Creative writing teachers and researchers are not typical academics in that many of us publish for wider readerships than peer-reviewed journals. We are engaged in a 'new humanities', according to Paul Dawson (2005). We are also involved in varying degrees as public intellectuals in a climate where well- known authors are celebrities participating in a growing range of writers' festivals and public performances. Some of our students publish regularly in book form, in magazines and through performances. It also needs to be said that our courses aren't necessarily designed to produce published writers. We are producing better readers, contributing to the education of good teachers and so forth, as well as facilitating the work of 'new' writers.

Because we want publishing outcomes for our students, what institutional resources can we bring into play that can contribute to an intervention in the so-called literary marketplace? Do we regard that as an urgent consideration? Wet Ink: the Magazine of New Writing is the story of one attempt at interrogating new models for creative writing outcomes and of framing new ideas.

But briefly, back to the social and cultural space in which this story could reside. I have intimated that creative writing academics have a particular responsibility to interrogate a publishing space inside and outside their institutions, which we could even call the remnants of the bourgeois public sphere Bourdieu has lamented in terms of its decline under late capitalist cultural homogenisation. First, though, some finite framing of what we are dealing with in an institutional context can give us some insight into what is at stake. I am also proposing that, from where I stand, retreating from and lamenting our perceived publishing crisis could result in a depressive culture of inwardness and defensiveness in our institutional frameworks, and even a form of 'recreational grieving' as to the high-mindedness of our intentions. [note 1]

In an article titled 'Reach out and touch somebody', Drusilla Modjeska (2006a) explained why she believes there is a space for academics in general that is worth engaging with, in positive rather than reactionary ways. She suggests ways in which the gap between the academy and the public can be narrowed, and implicit in her suggestions is the assumption that something is amiss. Speaking of the hierarchical tendency to engage with jargon in pursuit of promotion and status, she talks about her involvement with the Humanities Writing Project and the ARC-funded Thesis to Book project. She noted that:

at Sydney we offered seminars for people wanting to write out from the academy: for the concurrent master classes of 20 places, we had more than 100 applications … For many … it was the first time they'd focused on writing: that is, on the intellectual as well as the practical issues. (Modjeska 2006a: 31)
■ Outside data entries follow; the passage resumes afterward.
PR #2408, opened 2026-09-07
fix: multisync - review fixes

jarekr-da:


canton/multi-sync/app-synchronizer.sc
mateuszpiatkowski-da, line 6:
```suggestion
// survives a `pnpm script:fetch:localnet` (the .localnet bundle is gitignored).
```

core/splice-codegen/rollup.config.js
mateuszpiatkowski-da, line 73: Do we foresee a possibility to have multiple versions included inside `damljs` directory (e.g. for backwards compatibility)? If so, then we'll need a stricter filtering than `startsWith` since it will pick only the first occurrence and apply it without any further means of control.

core/token-standard-service/src/token-standard-service.ts
mateuszpiatkowski-da: good catch! 🥳

docs/wallet-integration-guide/examples/scripts/17-multi-sync/_amulet_ops.ts
mateuszpiatkowski-da, line 1: I'm not sure I understand this diff... comparing to what is on main this seems identical, yet for some reason GH recognizes these files as different/added. Do you know what is the reason behind that? Have you modified these files?

Same goes for the rest of the files in the dir

mateuszpiatkowski-da: Oh I know now. You need to rebase on top of main since you have conflicts :D

mateuszpiatkowski-da (commented):
@jarekr-da I have reviewed a portion of the PR since most of it is a repetition of what is inside main rn. I'll review the rest of it once it's rebased

PR #2416, opened 2026-09-09
feat: synchronizer must be set explicitly

jarekr-da:
Goal - remove logic that chooses synchronizerId based on name (like `global`).

SynchronizerId is now explicitly selected in sdkContext.

if not provided the code will check if there is only one synchronizer available and use it
otherwise it will fail.

This is alignment with https://docs.google.com/document/d/1Dtr_X-AOg_evnHkZynSNBUOQD4z5hzqmN48gw9tWvAg/edit?usp=sharing

> Key Guideline: Use automatic reassignments, but explicitly choose the target synchronizer for each workflow step. 

Notice:  many operations have its own synchronizerId argument (this is unchanged)

multiple tests changed (trivial changes to adapt to this logic)
we still need to select synchronizerId by name in setup of tests


core/ledger-client/src/ledger-client.ts
```diff
@@ -521,32 +528,35 @@ export class LedgerClient {
...
+            throw new Error(
+                `Participant is connected to ${synchronizers.length} synchronizers ` +
+                    `(${synchronizers.map((s) => s.synchronizerId).join(', ')}); ` +
+                    'an explicit synchronizerId is required.'
             )
         }
-        this.synchronizerId = synchronizerId
-        return synchronizerId
+
+        this.synchronizerId = synchronizers[0].synchronizerId
```
jarekr-da: this logic is problematic if we dynamically connect - disconnect synchronizers
we might end with a random  synchonizerId cached

the current logic had similar problem

but I do not see much better solution as of now (maybe we should not cache synchronizer at all (if not specified)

Modjeska was somewhat cautionary, however, when venturing further to discuss outcomes for creative writing students, writing that they 'often don't have a lot to write about. Sophisticated writing, but not much substance' (Modjeska 2006a: 31). At this point we probably recognize the worst type of criticism of creative writing courses in the US where, it is claimed, a circular system operates of institutional sanctification, peer publication and reviewing in limited circulation journals. I don't want to dwell on this; only to suggest the danger of too much validation within institutional frameworks.
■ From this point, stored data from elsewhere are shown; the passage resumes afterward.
PR #2418, opened 2026-09-09
chore: migrate to PNPM 12

pascalhonegger-da:
- **chore: update to latest node 24 patch**
- **chore: update to PNPM 12**

PNPM 12 should give even faster installs thanks to their rust backend, but there are no significant user facing differences as far as I can tell.


alexmatson-da (approved):
Thanks!

PR #2426, opened 2026-09-10
feat: introduce core-wallet-services

alexmatson-da:
This PR introduces the `core-wallet-services` package for code reused between the extension & remote backends. It brings `transaction-service` into the package


core/wallet-services/src/utils.ts
```diff
@@ -0,0 +1,78 @@
...
+    commandId?: string
+    commands?: Commands
+    actAs?: string[]
+    readAs?: string[]
+    disclosedContracts?: DisclosedContracts
+    packageIdSelectionPreference?: PackageIdSelectionPreference
+}
+
+export function ledgerPrepareParams(
+    userId: string,
```
mateuszpiatkowski-da, line 24: nitpick - consider changing to single record for verbosity (calling a function with object is more clear and readable than using multiple args, as user would see keys next to values)

core/wallet-services/package.json
```diff
@@ -0,0 +1,62 @@
+{
+    "name": "@canton-network/core-wallet-services",
```
mateuszpiatkowski-da, line 2:
```suggestion
    "name": "@canton-network/core-wallet-gateway-services",
```

I think that the renaming is clearer as it points the purpose of the package (wallet-services sounds ambiguous)

mateuszpiatkowski-da (approved):
LGTM, left a few nitpicks, nothing groundbreaking :)

core/wallet-services/package.json
alexmatson-da: I think I prefer the looser naming, `wallet-gateway` is more of a product-facing name and would rather not put it in the package name if unnecessary

core/wallet-services/src/utils.ts
alexmatson-da: agreed

pawelstepien-da (dismissed):
Changes look good! 2 questions:
1. Was such big lock update intentional?
2. Would it make sense to add wallet-services to start:all so we have hot-reload?

pawelstepien-da (approved):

Even so, within every creative writing student there is a potential public intellectual looking to venture into a relationship with readers. And they are engaging with a third space, a creative intelligence they work in, which ultimately engages passion, accessibility and communication skills. This isn't always encouraged in the language used in the current humanities, which might be one of the reasons for the popularity of creative writing in the universities. In other words, creative writers have a great chance at the moment of creating bridges into the public sphere.
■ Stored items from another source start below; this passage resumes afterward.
PR #2427, opened 2026-09-10
fix(tx-visualizer): extract amount nested under Mint choice argument

davidgayman-da:
RegistrarHoldingOperationsDelegation_Mint and similar Mint choices nest the amount under chosenValue.mint.amount rather than a top-level chosenValue.amount or chosenValue.allocation.transferLeg.amount, so the Wallet Gateway mint approval popup showed N/A for the amount.

Adds a fallback lookup path for chosenValue.mint.amount and a regression test covering the Mint choice argument shape.


wallet-gateway/remote/Dockerfile
wallacekelly-da, line 1: 🤔 Is this Dockerfile needed? If so, perhaps it should be in a separate PR since it's not related to extracting amount.

davidgayman-da: Yes that's a good idea. Moving to a separate branch.

core/tx-visualizer/src/index.ts
```diff
@@ -237,6 +259,10 @@ function extractChoiceIdAndAmount(obj: any) {
                 ),
                 'amount'
             )
+        ) ??
+        findFirstNumericField(
+            getFieldValue(exercise?.chosenValue, 'mint'),
```
rukmini-basu-da, line 264: Hardcoded path per choice doesn't scale (every new choice adds another `??` branch) so we would want to create a more generic solution to transaction parsing

rukmini-basu-da:
Transaction visualization improvements will be part of https://github.com/canton-foundation/canton-dev-fund/issues/365). Notably, standard token transfer transactions return no amount and the `getFirstNodeOfType` is also an issue as it relies on the nodes array order rather than the execution order. We're suggesting removing the amount from the transaction view until parsing becomes more reliable

mjuchli-da:
Thanks for the contribution. As mentioned by @rukmini-basu-da , we feel it's best to remove the `amount` field entirely until a more stable concept for parsing tx's has been introduced. I'm therefore closing this PR and we will open a follow-up PR for the removal.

How can that be achieved in an environment where unknown authors are finding it difficult to gain exposure despite the 'author as celebrity' moment we are moving through? Wet Ink, I believe, came out of these very contradictions and urgent considerations. I had theorized the potential model in an article in TEXT, stating that:

I am concerned about further integration of our programs into existing community initiatives so as to maximize the best use of resources. Ultimately, creative writing programs can only operate to their full potential alongside an expanding and vibrant publishing culture predicated on active notions of cultural difference. (Edmonds 2004)

I suggested that of course we produce work that will probably never become marketable, and that we should defend cultural difference against the over-reaching desires of booksellers such as Borders and large publishers. Even so, I added: 'It would also be irresponsible of us in turn to privilege the assumption that attracting readers is somehow un-pure,' and that one of the consequences of such a public withdrawal would be that:

creative writing in the universities may end up as a quaint cottage industry largely consisting of weeding out good manuscripts for a publishing industry unable to retain competent editorial staff. (Edmonds 2004)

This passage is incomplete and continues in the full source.